Supplied data section start
PR #1909, opened 2026-07-19
feat(translate): add vocabulary mode with inline word glosses

s546126:
## Summary

Adds a third translation mode, **vocabulary**, that keeps the original text and annotates words beyond the user's familiar word-frequency rank with an inline parenthesized gloss, e.g. `discover(发现)`.

- Rare-word detection is fully local: a frequency word list from [`most-common-words-by-language`](https://www.npmjs.com/package/most-common-words-by-language) (MIT, Google Web Trillion Word Corpus ranking) plus a user-maintained known-word list. No LLM call is made to decide *which* words are rare — the configured provider only generates glosses for the words already detected, batched and cached in IndexedDB (`wordGlossCache`).
- Inflected forms of common words (e.g. "walked", "studying") are resolved against their base form via a small rule-based candidate generator before falling back to the LLM, so they aren't misjudged as rare just because the inflected form itself ranks lower in the frequency list than its lemma.
- Annotations are written through the existing `translationOnly` in-place text-swap machinery (`planInPlaceTextSwap` / `applyInPlaceTextSwap` / the anchor-state registry), so restore-on-toggle, cleanup, and mid-flight staleness guards behave identically to the other modes — no new DOM lifecycle code was needed for that part.
- Right-click an annotated word → "Mark as known word" (menu item only shown in vocabulary mode) to exclude it from future annotation; the current tab re-walks immediately so the annotation disappears without a manual translate toggle.
- `familiarWordRank` is configurable in Options → Translation (default 5000).

## Why not extend `translationOnly`'s HTML-alignment path instead

`translation-text-swap.ts`'s alignment logic is built for a provider returning a full translated HTML tree that gets paired back against the source DOM. Vocabulary mode's "translation" is assembled locally (original text + inserted glosses) rather than returned by a provider, so it skips that alignment entirely and constructs the swap pairs directly — which also means alignment can't fail here (no fallback-to-detached-wrapper path is reachable).

## Follow-up

An inline "remove gloss" button in the selection toolbar (in addition to the right-click menu entry) is coming in a follow-up PR stacked on this one, to keep this PR's diff focused and under the repo's automated contributor-trust line-count threshold.

## Testing

- `pnpm type-check` — clean
- Focused test run over all changed areas (vocabulary logic, context-menu, migration, translation-modes) — 221/221 passed
- End-to-end verified with a Puppeteer harness driving the built extension in real Chrome against a mock OpenAI-compatible endpoint: annotation, request batching (2 LLM calls for a 3-paragraph fixture, not one per word), in-place swap (anchors present, no wrapper leaks), and full restore-on-toggle (byte-identical to source) all behaved correctly.

## Changed/added areas

- `src/types/config/translate.ts` — `TRANSLATION_MODES` + `vocabularyConfigSchema`
- `src/utils/host/translate/core/translation-modes.ts` — `translateNodesVocabularyMode`, dispatch branch
- `src/entrypoints/background/vocabulary.ts` — gloss batching/caching, known-words message handlers
- `src/entrypoints/background/context-menu.ts` — "mark as known word" menu item
- `src/utils/vocabulary/` — rare-word detection, lemma candidates; frequency list sourced from `most-common-words-by-language` (no data vendored into this repo)
- `src/utils/db/dexie/` — `knownWords` and `wordGlossCache` tables (schema v5)
- `src/utils/config/migration-scripts/v086-to-v087.ts`
- Options UI (`vocabulary-config.tsx`), popup mode selector (now 3-state), i18n (en/zh-CN)

A changeset is included (`.changeset/vocabulary-gloss-mode.md`).


mengxi-ream:
Hi, we really want this feature, but this feature is too complicated to be done just in one PR.
We will implement this shortly in the next few months. Thank you for your PR, I will close this first.

But if you can share us a demo that inspire us how to design this feature in the future. Very welcome to attach that demo here, and we will save it into our internal document for reference

s546126:
Hi @mengxi-ream, thanks for the kind reply — totally understand the concern about landing this in one PR.

A fun detail: the screenshot below is your comment above, rendered by my working build — `complicated(复杂的)`, `shortly(不久)` and `inspire(激发)` were all annotated live by the vocabulary mode. The logic is already running end-to-end, so I'm sharing it as design input.

**Where the idea comes from:** [Relingo](https://relingo.net) does this well, but it's closed-source and can't point at custom OpenAI/Anthropic-compatible endpoints, which is exactly what Read Frog is great at.

**Design notes from my implementation, for your internal doc:**

1. **Rare-word detection is fully local and deterministic.** A frequency-ranked word list plus a user threshold decides which words are rare. The LLM never makes that call — it only glosses the detected words, batched per paragraph and cached in IndexedDB. This keeps token cost low and results stable.
2. **User-maintained known-word blacklist.** Right-click an annotated word or use a selection-toolbar button → mark as known → the page re-annotates immediately. A whitelist of always-gloss words would be the natural complement for exam prep vocab.
3. **Preset levels instead of a raw number.** Ship a few built-in tiers such as top-3k / top-5k / top-8k frequency or CET-4 / CET-6 / CEFR-style lists, so users pick a level and keep the threshold slider for fine-tuning.
4. **Reuse the existing `translationOnly` in-place swap machinery.** The annotated text is just original text plus inserted glosses, assembled locally — so restore-on-toggle, SPA navigation and cleanup all come for free. No new DOM lifecycle code needed.
5. **A small rule-based lemmatizer** maps inflections like `walked` and `studying` back to their base forms before the rarity judgement, otherwise common words get misjudged as rare.

My working branch stays available at [`s546126/read-frog:feat/vocabulary-gloss-mode`](https://github.com/s546126/read-frog/tree/feat/vocabulary-gloss-mode) — feel free to lift anything from it, and I'm glad to help split it into smaller PRs when you start designing this.
Screenshot 2026-07-20 at 9 08 21 AM
Screenshot 2026-07-20 at 9 10 17 AM

PR #1937, opened 2026-07-22
fix(providers): load Gemini models dynamically to keep the list current

### LINKED ISSUE #1938: [BUG] Latest Gemini models unusable: hardcoded model list is outdated and requests fail with "Request contains an invalid argument"

**Current:**

1. The Gemini model dropdown is a hardcoded list, so newly released models (e.g. `gemini-3.6-flash`) never show up.
2. Entering them as a custom model doesn't help either — the request fails with **"Request contains an invalid argument"**.
3. Even some models that *are* in the list fail the same way (e.g. `gemini-3.5-flash-lite`), because the extension hardcodes per-version `thinkingConfig` / sampling parameters that newer Gemini models reject.

**Expected:** newly released Gemini models are selectable and translation requests succeed.

Test connection fails with "Request contains an invalid argument"

### To Reproduce

1. Options → API Providers → Gemini, enter a valid API key
2. Check "Enter the name of the custom model" and type `gemini-3.6-flash`
3. Click Test Connection → ❌ Failed, toast shows "Request contains an invalid argument"

### Which area(s) are affected?

Browser Extension

### Extension version

1.42.2

### Environment

```bash
- OS: Linux
- Browser: Chrome (latest)
- Extension: 1.42.2
```

### Additional context

Root cause: every new Gemini generation requires a manual update of the hardcoded model list and its per-version thinking/sampling overrides, so the extension breaks each time Google ships new models.

I've opened #1937, which fixes this by fetching the model list dynamically from Google's `/models` API and dropping the hardcoded overrides, so future model releases work without code changes.

xuing:
## Type of Changes

- [x] 🐛 Bug fix (fix)

### Problems

1. **The hardcoded Gemini model list was outdated.** Every time Google ships a new model, the extension needs a code change and a release before users can select it.
2. **The newest models were unusable** — e.g. `gemini-3.6-flash` was not in the list at all.
3. **`gemini-3.5-flash-lite` failed at request time**, because the extension hardcoded per-version `thinkingConfig` provider options (`thinkingBudget: 0` / `thinkingLevel: "minimal"`) and sampling parameters that newer Gemini models reject.

### Fix — stop hardcoding, ask the API instead

Rather than patching the static list again (which would break again with the next model generation), this PR makes the Google provider self-updating:

- **Dynamic model discovery**: the model selector now fetches the available models from Google's official [`GET /models`](https://ai.google.dev/api/models#method:-models.list) endpoint (paginated, filtered to `gemini-*` models that support `generateContent`), so newly released models show up automatically. Results are cached for 1 hour via TanStack Query. The API key is debounced and only a truncated SHA-256 fingerprint of it is used in the query cache key, so the key itself never enters the cache.
- **Offline fallback**: the static list is reduced to the three versionless aliases Google keeps up to date themselves (`gemini-flash-lite-latest`, `gemini-flash-latest`, `gemini-pro-latest`), used when the dynamic fetch is unavailable. The default model is now `gemini-flash-lite-latest`.
- **No more per-version thinking hacks**: the hardcoded Gemini `thinkingConfig` patterns are removed and the Google default reasoning is now `provider-default`, letting the Gemini API pick the correct thinking behavior for each model instead of us guessing per version.
- **Strip unsupported sampling params**: Google requests go through a `wrapLanguageModel` middleware that drops `temperature` / `topP` / `topK` (rejected by the newest models), and the temperature field is hidden for the Google provider in the options UI.
- **Schema**: the Google model schema is relaxed from a hardcoded enum to a non-empty string so dynamically discovered model ids validate; all other providers keep strict enum validation.
- Bumps `@ai-sdk/google` to `^4.0.21`.

## Related Issue

Closes #1938

## How Has This Been Tested?

- [x] Added unit tests

New tests cover the `fetchGoogleModels` fetcher (pagination, filtering, dedup, error surfacing), the model selector (dynamic options, API key kept out of the cache key), the relaxed Google schema, and the sampling-param-stripping middleware. Full suite: 215 test files / 2035 tests pass, `oxlint --type-aware` clean.

## Screenshots

See the reproduction screenshot in #1938.

## Checklist

## Additional Information

One follow-up worth discussing: existing users still have `reasoning: "none"` saved from the previous default. For the versionless aliases, `@ai-sdk/google` maps `"none"` to `thinkingConfig: { thinkingBudget: 0 }`, which the newest models reject — so those users would need to switch reasoning to "provider-default" manually if they pick an alias model. If you'd like, I can add a config migration (v86 → v87) that moves Google providers from `"none"` to `"provider-default"` in this PR or a follow-up.

### DIFF
--- a/.changeset/curvy-pandas-remember.md
+++ b/.changeset/curvy-pandas-remember.md
@@ -1,0 +1,5 @@
+---
+"@read-frog/extension": patch
+---
+
+fix(providers): load Gemini models dynamically
--- a/package.json
+++ b/package.json
@@ -40,7 +40,7 @@
     "@ai-sdk/deepinfra": "^3.0.12",
     "@ai-sdk/deepseek": "^3.0.12",
     "@ai-sdk/fireworks": "^3.0.13",
-    "@ai-sdk/google": "^4.0.18",
+    "@ai-sdk/google": "^4.0.21",
     "@ai-sdk/groq": "^4.0.12",
     "@ai-sdk/huggingface": "^2.0.12",
     "@ai-sdk/mistral": "^4.0.13",
--- a/pnpm-lock.yaml
+++ b/pnpm-lock.yaml
@@ -36,8 +36,8 @@ importers:
         specifier: ^3.0.13
         version: 3.0.13(zod@4.4.3)
       '@ai-sdk/google':
-        specifier: ^4.0.18
-        version: 4.0.18(zod@4.4.3)
+        specifier: ^4.0.21
+        version: 4.0.21(zod@4.4.3)
       '@ai-sdk/groq':
         specifier: ^4.0.12
         version: 4.0.12(zod@4.4.3)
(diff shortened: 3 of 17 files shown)


ananaBMaster:
should create pr to fix the hard coded model name. we won't support dynamic refresh only for Gemini. cuz we don't want the code to be full of special cases. not gonna have the time to maintain these special cases in the future

xuing:
> should create pr to fix the hard coded model name. we won't support dynamic refresh only for Gemini. cuz we don't want the code to be full of special cases. not gonna have the time to maintain these special cases in the future

ok, I understand.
Supplied data section end
* [Required work]: Above are the records. Copy every line in them holding "item".

* [Task answer]:
- Right-click an annotated word → "Mark as known word" (menu item only shown in vocabulary mode) to exclude it from future annotation; the current tab re-walks immediately so the annotation disappears without a manual translate toggle.
- `src/entrypoints/background/context-menu.ts` — "mark as known word" menu item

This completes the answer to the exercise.